Copy out each line from the start of the material below until the line with "Fixes #2031.", that line included.
☆ ☆ ☆ ☆
PR #2034, opened 2017-08-04
fix(tests): add coverage for failing redis requests

### LINKED ISSUE #2031: Add tests to cover failing redis requests
It's possible for redis requests to fail, so we should make sure we have test coverage asserting our behaviour when that happens. Even if that behaviour is just failing silently, it would be good to have it covered in case it breaks in the future.

philbooth:
Fixes #2031.

In addition to writing the new assertions, I also took the opportunity to tidy up those session token tests a bit. They were a bit wall-of-impenetrable-text, so I added some comments and a few line breaks, plus indulged in some minor es6ifying.

I kept the two commits separate in case it makes reviewing easier, see 8e1a676 for the tidy-up and 48c8e90 for the new test cases.

@mozilla/fxa-devs r?

### DIFF
--- a/test/remote/db_tests.js
+++ b/test/remote/db_tests.js
@@ -214,6 +214,23 @@ describe('remote db', function() {
           return db.sessionToken(tokenId)
         })
         .then(sessionToken => {
+          // Simulate an error on redis.set
+          redisSetSpy.returns(P.reject({}))
+
+          // Attempt to update the session token
+          return db.updateSessionToken(sessionToken)
+            .then(
+              () => assert(false, 'db.updateSessionToken should have failed'),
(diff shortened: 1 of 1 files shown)


test/remote/db_tests.js
```diff
@@ -184,25 +196,47 @@ describe('remote db', function() {
...
+          // Disable session token updates
           lastAccessTimeUpdates.enabled = false
+
+          // Attempt to update the session token
           return db.updateSessionToken(sessionToken)
         })
-        .then(function(result) {
-          assert.equal(undefined, result)
+        .then(result => {
+          assert.equal(result, undefined)
```
philbooth: Swapped these so that `actual` and `expected` are the right way round in the error message.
☆ ☆ ☆ ☆
● **WRITTEN RESPONSE**:
PR #2034, opened 2017-08-04
fix(tests): add coverage for failing redis requests

### LINKED ISSUE #2031: Add tests to cover failing redis requests
It's possible for redis requests to fail, so we should make sure we have test coverage asserting our behaviour when that happens. Even if that behaviour is just failing silently, it would be good to have it covered in case it breaks in the future.

philbooth:
Fixes #2031.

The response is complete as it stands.